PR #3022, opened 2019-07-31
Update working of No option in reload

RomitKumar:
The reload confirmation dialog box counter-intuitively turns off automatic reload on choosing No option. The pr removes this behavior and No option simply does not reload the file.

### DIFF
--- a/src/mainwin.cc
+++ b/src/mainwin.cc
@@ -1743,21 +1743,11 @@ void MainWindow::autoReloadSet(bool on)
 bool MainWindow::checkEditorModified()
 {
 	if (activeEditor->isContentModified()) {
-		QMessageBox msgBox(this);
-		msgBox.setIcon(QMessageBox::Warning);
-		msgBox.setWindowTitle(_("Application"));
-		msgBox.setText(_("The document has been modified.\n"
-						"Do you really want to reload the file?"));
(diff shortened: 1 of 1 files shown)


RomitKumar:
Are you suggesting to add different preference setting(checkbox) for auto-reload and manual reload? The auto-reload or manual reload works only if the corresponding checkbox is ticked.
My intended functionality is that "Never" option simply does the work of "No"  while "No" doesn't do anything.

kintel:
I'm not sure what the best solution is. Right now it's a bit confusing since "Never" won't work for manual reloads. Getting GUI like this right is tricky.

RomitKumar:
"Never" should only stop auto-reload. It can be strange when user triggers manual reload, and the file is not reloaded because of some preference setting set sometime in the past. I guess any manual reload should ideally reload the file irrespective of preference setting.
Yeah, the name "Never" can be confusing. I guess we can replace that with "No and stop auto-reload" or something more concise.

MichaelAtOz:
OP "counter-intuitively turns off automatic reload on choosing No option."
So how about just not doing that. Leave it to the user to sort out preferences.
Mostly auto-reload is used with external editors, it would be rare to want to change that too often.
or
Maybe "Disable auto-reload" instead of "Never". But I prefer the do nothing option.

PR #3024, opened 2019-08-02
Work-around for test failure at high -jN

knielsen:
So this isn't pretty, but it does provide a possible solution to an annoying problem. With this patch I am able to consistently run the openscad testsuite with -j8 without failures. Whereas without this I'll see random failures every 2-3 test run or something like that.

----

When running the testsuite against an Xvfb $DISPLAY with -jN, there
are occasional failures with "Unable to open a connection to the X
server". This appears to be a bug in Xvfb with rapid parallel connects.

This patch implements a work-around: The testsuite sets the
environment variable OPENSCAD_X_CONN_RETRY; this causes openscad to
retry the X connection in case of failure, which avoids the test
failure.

(Your assignment)
Pull every line with the string "simply" out of the material.

(Task solution)
The reload confirmation dialog box counter-intuitively turns off automatic reload on choosing No option. The pr removes this behavior and No option simply does not reload the file.
My intended functionality is that "Never" option simply does the work of "No"  while "No" doesn't do anything.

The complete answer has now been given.